A little disappointed – It’s finishedas we Francophiles like to say, La Maison. If a French TV drama is good, it can be very good. spiral, Les RevenantsAnd it’s probably the best series about spies ever made. le bureau. but La Maison Not in their league.
This is a shame, as this environment is something that TV soap operas don’t often feature. And the French art of haute couture was something that should really be handled beautifully. Judging by the flamboyant Parisian vibe and overall patina; inheritance-Luxury in style, it’s not lacking on a reasonable budget. What’s disappointing is that this production doesn’t seem to have any real love or understanding for its subject matter. This is a fashion series created by people who hate fashion.
It helps if you’ve seen Kevin McDonald’s recent documentary to understand what I’m getting at High & Low – John Galliano. The film explores whether Galliano meant it one drunken night when he made his infamous anti-Semitic remarks and threatened to destroy his then-employer, the House of Dior. , I think it’s depicted quite relentlessly. But in any case, what was more interesting to me was what was being said about the nature of this industry.
Up until that point, I had despised bad designers like Galliano and Alexander McQueen. I’m purely an ignorant bias, but since one is dressing like pirates and the other is inventing weird and perverted things like “Buster” pants, perhaps they’re fashion-forward. I thought they were just some shocking young people overhyped to satisfy themselves. The world’s relentless hunger for empty neophilia.
But Galliano’s film and 2018 biographical documentary mcqueen It was an eye-opener. Despite their obvious flaws, there is no doubt that both of them were geniuses who understood haute couture like few other creators before or since. Like the avant-garde painters who learned perspective for the first time and learned how to draw a perfect sphere freehand, the reason they were able to conduct such original and productive experiments is that they Because it was based on tradition. They were first inspired craftsmen, then messed up, drugged-up freaks.

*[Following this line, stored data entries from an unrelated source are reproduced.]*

PR #2295, opened 2020-12-16
[Scala 3] Add tests for formatting trait parameters, local type declaration and new type wildcard symbol

tgodzik:
~~Scala 3 added support for specifying trait constructor parameters, which seems to work out of the box. I added some tests just in case.~~

~~EDIT: Seems that it's also working fine in case of local type declarations, that can now be defined inside a local block. Added tests for that also.~~ 

It seems that a number of new features work out of the box in scalafmt so I added tests that check:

This distinction has now largely been lost La Maison. It depicts the fictional fashion house LeDoux thrown into turmoil after a Galliano-style racist riot, but it doesn’t give viewers any strong reason to care about its plight. The Ledoux we were shown owned a magnificent building in one of the best districts, had been run by the same family for over a century, had an understatedly elegant and very arrogant chief designer, and turned his staff into serfs. It is treated as such. But the series’ view of all this is not dissimilar to that of Trichochus gazing at Versailles in 1789. This outdated privilege is ripe for destruction.
We know this because the series’ most popular character is Vincent Redu (Lambert Wilson), a designer in trouble, or a fashion house still in crisis. Rather, it’s Paloma Castel (Gita Hanlot), an annoying and cocky young upstart who seems to despise couture. . Castel rejects the use of genuine leather, thinks the industry is disgustingly wasteful, is passionate about environmental protection efforts, and with his urchin girlfriend rides around in a beat-up camper van destroying guerrilla spray paint. doing the act. But judging by the first few episodes, at least, we should be rooting for her to replace the stuffy, outdated, cliched Vincent as LeDoux’s unlikely savior. what? Perhaps this is just my bias, but a series where the heroine is a wretched eco-warrior who probably doesn’t even do laundry, and the enemy is artistry, beauty, tradition, and where we’re supposed to be. Why would you want to watch a 100-year-old establishment be shut down because a drunk, grumpy man was recorded saying something stupid (in this case, about Koreans)? Do you believe that it is perfectly rational to be destroyed?
Well, if the script was this crisp, mediated, and interesting, I might do it. inheritanceor whether the characters were interesting enough, or whether the plot was more engaging. But so far everything feels very generic. It’s as if the template for a routine drama about succession issues in a family business was just randomly dropped into haute couture, but it could have just as easily been used in couture. A series depicting the struggle for control of the Lancashire Stomach Empire.